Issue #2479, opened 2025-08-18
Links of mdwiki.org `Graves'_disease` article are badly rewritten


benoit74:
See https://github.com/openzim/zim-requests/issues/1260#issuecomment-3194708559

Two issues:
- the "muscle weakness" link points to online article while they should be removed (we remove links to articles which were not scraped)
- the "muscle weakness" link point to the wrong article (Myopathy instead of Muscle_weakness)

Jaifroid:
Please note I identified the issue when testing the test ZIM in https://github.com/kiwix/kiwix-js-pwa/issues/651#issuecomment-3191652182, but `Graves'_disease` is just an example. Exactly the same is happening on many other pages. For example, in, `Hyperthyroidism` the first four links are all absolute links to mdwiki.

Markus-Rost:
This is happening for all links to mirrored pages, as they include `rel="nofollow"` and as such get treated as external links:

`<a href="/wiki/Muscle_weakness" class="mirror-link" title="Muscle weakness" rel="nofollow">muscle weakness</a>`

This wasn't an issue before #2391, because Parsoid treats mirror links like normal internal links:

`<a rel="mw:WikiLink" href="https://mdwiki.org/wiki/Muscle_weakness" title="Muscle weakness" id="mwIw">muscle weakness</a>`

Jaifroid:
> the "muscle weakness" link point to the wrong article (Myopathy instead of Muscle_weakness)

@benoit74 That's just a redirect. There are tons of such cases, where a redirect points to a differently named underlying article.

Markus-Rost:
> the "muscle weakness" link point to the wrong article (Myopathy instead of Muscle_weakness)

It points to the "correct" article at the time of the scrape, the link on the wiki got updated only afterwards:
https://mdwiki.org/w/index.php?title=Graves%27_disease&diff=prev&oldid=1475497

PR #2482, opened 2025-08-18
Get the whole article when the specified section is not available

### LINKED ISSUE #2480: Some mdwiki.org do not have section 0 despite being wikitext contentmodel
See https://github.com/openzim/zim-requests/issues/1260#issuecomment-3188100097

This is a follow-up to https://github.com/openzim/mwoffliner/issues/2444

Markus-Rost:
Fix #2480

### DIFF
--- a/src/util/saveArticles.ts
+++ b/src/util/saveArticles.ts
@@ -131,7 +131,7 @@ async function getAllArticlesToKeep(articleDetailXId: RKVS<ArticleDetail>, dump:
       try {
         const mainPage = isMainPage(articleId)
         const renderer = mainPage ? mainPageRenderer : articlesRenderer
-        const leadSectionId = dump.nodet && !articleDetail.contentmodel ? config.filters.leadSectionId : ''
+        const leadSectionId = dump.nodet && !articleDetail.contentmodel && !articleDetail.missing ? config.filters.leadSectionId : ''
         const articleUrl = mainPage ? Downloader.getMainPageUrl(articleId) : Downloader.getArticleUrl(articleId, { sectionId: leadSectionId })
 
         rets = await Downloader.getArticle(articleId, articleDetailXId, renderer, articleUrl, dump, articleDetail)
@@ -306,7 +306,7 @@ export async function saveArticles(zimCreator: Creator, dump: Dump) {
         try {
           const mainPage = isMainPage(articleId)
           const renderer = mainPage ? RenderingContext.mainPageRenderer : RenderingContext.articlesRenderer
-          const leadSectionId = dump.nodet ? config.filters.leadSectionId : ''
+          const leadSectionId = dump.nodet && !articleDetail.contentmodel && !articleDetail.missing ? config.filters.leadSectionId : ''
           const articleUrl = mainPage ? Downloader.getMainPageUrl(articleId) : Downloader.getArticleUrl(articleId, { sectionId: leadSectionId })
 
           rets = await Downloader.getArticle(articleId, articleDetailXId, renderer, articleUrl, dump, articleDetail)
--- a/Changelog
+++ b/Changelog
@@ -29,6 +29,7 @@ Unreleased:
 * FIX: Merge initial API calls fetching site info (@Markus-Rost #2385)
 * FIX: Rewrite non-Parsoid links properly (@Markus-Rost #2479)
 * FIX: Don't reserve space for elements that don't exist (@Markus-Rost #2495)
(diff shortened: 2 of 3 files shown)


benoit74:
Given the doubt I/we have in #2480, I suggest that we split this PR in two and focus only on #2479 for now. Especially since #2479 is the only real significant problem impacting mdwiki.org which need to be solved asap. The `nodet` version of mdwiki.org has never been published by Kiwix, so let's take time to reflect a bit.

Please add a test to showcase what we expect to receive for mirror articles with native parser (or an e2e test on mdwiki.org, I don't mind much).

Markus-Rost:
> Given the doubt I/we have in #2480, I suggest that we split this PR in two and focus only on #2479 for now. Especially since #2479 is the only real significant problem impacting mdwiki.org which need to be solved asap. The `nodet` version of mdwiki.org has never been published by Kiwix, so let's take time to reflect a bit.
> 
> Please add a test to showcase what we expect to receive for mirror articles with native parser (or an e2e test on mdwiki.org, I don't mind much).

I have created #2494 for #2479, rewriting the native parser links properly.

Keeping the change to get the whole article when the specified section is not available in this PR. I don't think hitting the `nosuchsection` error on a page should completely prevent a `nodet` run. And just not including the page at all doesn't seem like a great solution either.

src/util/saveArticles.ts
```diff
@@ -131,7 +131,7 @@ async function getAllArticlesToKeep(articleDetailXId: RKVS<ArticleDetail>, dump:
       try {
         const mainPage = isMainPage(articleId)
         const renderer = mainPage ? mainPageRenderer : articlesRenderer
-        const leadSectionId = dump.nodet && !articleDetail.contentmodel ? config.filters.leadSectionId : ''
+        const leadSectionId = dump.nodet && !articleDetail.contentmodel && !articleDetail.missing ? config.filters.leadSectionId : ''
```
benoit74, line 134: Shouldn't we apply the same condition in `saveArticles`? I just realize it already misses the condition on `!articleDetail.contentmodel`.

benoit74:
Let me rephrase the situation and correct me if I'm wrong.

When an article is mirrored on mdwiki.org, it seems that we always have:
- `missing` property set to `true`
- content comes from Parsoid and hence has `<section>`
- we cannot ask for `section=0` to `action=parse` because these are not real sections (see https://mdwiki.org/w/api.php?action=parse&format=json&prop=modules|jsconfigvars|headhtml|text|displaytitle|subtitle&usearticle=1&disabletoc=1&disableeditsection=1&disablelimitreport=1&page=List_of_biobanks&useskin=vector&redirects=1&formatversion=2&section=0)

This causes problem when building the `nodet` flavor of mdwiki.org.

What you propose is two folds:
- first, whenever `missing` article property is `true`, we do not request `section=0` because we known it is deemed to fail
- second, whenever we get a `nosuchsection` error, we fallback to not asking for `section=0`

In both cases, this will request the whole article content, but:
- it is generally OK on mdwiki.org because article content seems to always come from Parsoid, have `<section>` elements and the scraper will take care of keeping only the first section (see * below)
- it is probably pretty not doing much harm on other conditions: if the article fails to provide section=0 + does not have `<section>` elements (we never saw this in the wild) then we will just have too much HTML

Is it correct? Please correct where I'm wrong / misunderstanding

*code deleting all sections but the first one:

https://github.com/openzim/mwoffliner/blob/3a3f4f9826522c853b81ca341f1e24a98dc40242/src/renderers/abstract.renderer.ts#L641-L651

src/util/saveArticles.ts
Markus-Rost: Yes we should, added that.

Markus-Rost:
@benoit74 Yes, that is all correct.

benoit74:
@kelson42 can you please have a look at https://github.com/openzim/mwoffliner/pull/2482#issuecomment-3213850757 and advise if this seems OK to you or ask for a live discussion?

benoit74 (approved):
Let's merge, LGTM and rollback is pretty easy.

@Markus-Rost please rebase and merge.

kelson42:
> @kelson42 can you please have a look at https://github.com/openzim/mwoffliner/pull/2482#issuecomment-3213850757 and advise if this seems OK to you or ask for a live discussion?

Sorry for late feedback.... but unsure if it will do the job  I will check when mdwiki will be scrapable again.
• • •
● What you will do
Give back each line above exactly as written.

● Response
Issue #2479, opened 2025-08-18
Links of mdwiki.org `Graves'_disease` article are badly rewritten


benoit74:
See https://github.com/openzim/zim-requests/issues/1260#issuecomment-3194708559

Two issues:
- the "muscle weakness" link points to online article while they should be removed (we remove links to articles which were not scraped)
- the "muscle weakness" link point to the wrong article (Myopathy instead of Muscle_weakness)

Jaifroid:
Please note I identified the issue when testing the test ZIM in https://github.com/kiwix/kiwix-js-pwa/issues/651#issuecomment-3191652182, but `Graves'_disease` is just an example. Exactly the same is happening on many other pages. For example, in, `Hyperthyroidism` the first four links are all absolute links to mdwiki.

Markus-Rost:
This is happening for all links to mirrored pages, as they include `rel="nofollow"` and as such get treated as external links:

`<a href="/wiki/Muscle_weakness" class="mirror-link" title="Muscle weakness" rel="nofollow">muscle weakness</a>`

This wasn't an issue before #2391, because Parsoid treats mirror links like normal internal links:

`<a rel="mw:WikiLink" href="https://mdwiki.org/wiki/Muscle_weakness" title="Muscle weakness" id="mwIw">muscle weakness</a>`

Jaifroid:
> the "muscle weakness" link point to the wrong article (Myopathy instead of Muscle_weakness)

@benoit74 That's just a redirect. There are tons of such cases, where a redirect points to a differently named underlying article.

Markus-Rost:
> the "muscle weakness" link point to the wrong article (Myopathy instead of Muscle_weakness)

It points to the "correct" article at the time of the scrape, the link on the wiki got updated only afterwards:
https://mdwiki.org/w/index.php?title=Graves%27_disease&diff=prev&oldid=1475497

PR #2482, opened 2025-08-18
Get the whole article when the specified section is not available

### LINKED ISSUE #2480: Some mdwiki.org do not have section 0 despite being wikitext contentmodel
See https://github.com/openzim/zim-requests/issues/1260#issuecomment-3188100097

This is a follow-up to https://github.com/openzim/mwoffliner/issues/2444

Markus-Rost:
Fix #2480

### DIFF
--- a/src/util/saveArticles.ts
+++ b/src/util/saveArticles.ts
@@ -131,7 +131,7 @@ async function getAllArticlesToKeep(articleDetailXId: RKVS<ArticleDetail>, dump:
       try {
         const mainPage = isMainPage(articleId)
         const renderer = mainPage ? mainPageRenderer : articlesRenderer
-        const leadSectionId = dump.nodet && !articleDetail.contentmodel ? config.filters.leadSectionId : ''
+        const leadSectionId = dump.nodet && !articleDetail.contentmodel && !articleDetail.missing ? config.filters.leadSectionId : ''
         const articleUrl = mainPage ? Downloader.getMainPageUrl(articleId) : Downloader.getArticleUrl(articleId, { sectionId: leadSectionId })
 
         rets = await Downloader.getArticle(articleId, articleDetailXId, renderer, articleUrl, dump, articleDetail)
@@ -306,7 +306,7 @@ export async function saveArticles(zimCreator: Creator, dump: Dump) {
         try {
           const mainPage = isMainPage(articleId)
           const renderer = mainPage ? RenderingContext.mainPageRenderer : RenderingContext.articlesRenderer
-          const leadSectionId = dump.nodet ? config.filters.leadSectionId : ''
+          const leadSectionId = dump.nodet && !articleDetail.contentmodel && !articleDetail.missing ? config.filters.leadSectionId : ''
           const articleUrl = mainPage ? Downloader.getMainPageUrl(articleId) : Downloader.getArticleUrl(articleId, { sectionId: leadSectionId })
 
           rets = await Downloader.getArticle(articleId, articleDetailXId, renderer, articleUrl, dump, articleDetail)
--- a/Changelog
+++ b/Changelog
@@ -29,6 +29,7 @@ Unreleased:
 * FIX: Merge initial API calls fetching site info (@Markus-Rost #2385)
 * FIX: Rewrite non-Parsoid links properly (@Markus-Rost #2479)
 * FIX: Don't reserve space for elements that don't exist (@Markus-Rost #2495)
(diff shortened: 2 of 3 files shown)


benoit74:
Given the doubt I/we have in #2480, I suggest that we split this PR in two and focus only on #2479 for now. Especially since #2479 is the only real significant problem impacting mdwiki.org which need to be solved asap. The `nodet` version of mdwiki.org has never been published by Kiwix, so let's take time to reflect a bit.

Please add a test to showcase what we expect to receive for mirror articles with native parser (or an e2e test on mdwiki.org, I don't mind much).

Markus-Rost:
> Given the doubt I/we have in #2480, I suggest that we split this PR in two and focus only on #2479 for now. Especially since #2479 is the only real significant problem impacting mdwiki.org which need to be solved asap. The `nodet` version of mdwiki.org has never been published by Kiwix, so let's take time to reflect a bit.
> 
> Please add a test to showcase what we expect to receive for mirror articles with native parser (or an e2e test on mdwiki.org, I don't mind much).

I have created #2494 for #2479, rewriting the native parser links properly.

Keeping the change to get the whole article when the specified section is not available in this PR. I don't think hitting the `nosuchsection` error on a page should completely prevent a `nodet` run. And just not including the page at all doesn't seem like a great solution either.

src/util/saveArticles.ts
```diff
@@ -131,7 +131,7 @@ async function getAllArticlesToKeep(articleDetailXId: RKVS<ArticleDetail>, dump:
       try {
         const mainPage = isMainPage(articleId)
         const renderer = mainPage ? mainPageRenderer : articlesRenderer
-        const leadSectionId = dump.nodet && !articleDetail.contentmodel ? config.filters.leadSectionId : ''
+        const leadSectionId = dump.nodet && !articleDetail.contentmodel && !articleDetail.missing ? config.filters.leadSectionId : ''
```
benoit74, line 134: Shouldn't we apply the same condition in `saveArticles`? I just realize it already misses the condition on `!articleDetail.contentmodel`.

benoit74:
Let me rephrase the situation and correct me if I'm wrong.

When an article is mirrored on mdwiki.org, it seems that we always have:
- `missing` property set to `true`
- content comes from Parsoid and hence has `<section>`
- we cannot ask for `section=0` to `action=parse` because these are not real sections (see https://mdwiki.org/w/api.php?action=parse&format=json&prop=modules|jsconfigvars|headhtml|text|displaytitle|subtitle&usearticle=1&disabletoc=1&disableeditsection=1&disablelimitreport=1&page=List_of_biobanks&useskin=vector&redirects=1&formatversion=2&section=0)

This causes problem when building the `nodet` flavor of mdwiki.org.

What you propose is two folds:
- first, whenever `missing` article property is `true`, we do not request `section=0` because we known it is deemed to fail
- second, whenever we get a `nosuchsection` error, we fallback to not asking for `section=0`

In both cases, this will request the whole article content, but:
- it is generally OK on mdwiki.org because article content seems to always come from Parsoid, have `<section>` elements and the scraper will take care of keeping only the first section (see * below)
- it is probably pretty not doing much harm on other conditions: if the article fails to provide section=0 + does not have `<section>` elements (we never saw this in the wild) then we will just have too much HTML

Is it correct? Please correct where I'm wrong / misunderstanding

*code deleting all sections but the first one:

https://github.com/openzim/mwoffliner/blob/3a3f4f9826522c853b81ca341f1e24a98dc40242/src/renderers/abstract.renderer.ts#L641-L651

src/util/saveArticles.ts
Markus-Rost: Yes we should, added that.

Markus-Rost:
@benoit74 Yes, that is all correct.

benoit74:
@kelson42 can you please have a look at https://github.com/openzim/mwoffliner/pull/2482#issuecomment-3213850757 and advise if this seems OK to you or ask for a live discussion?

benoit74 (approved):
Let's merge, LGTM and rollback is pretty easy.

@Markus-Rost please rebase and merge.

kelson42:
> @kelson42 can you please have a look at https://github.com/openzim/mwoffliner/pull/2482#issuecomment-3213850757 and advise if this seems OK to you or ask for a live discussion?

Sorry for late feedback.... but unsure if it will do the job  I will check when mdwiki will be scrapable again.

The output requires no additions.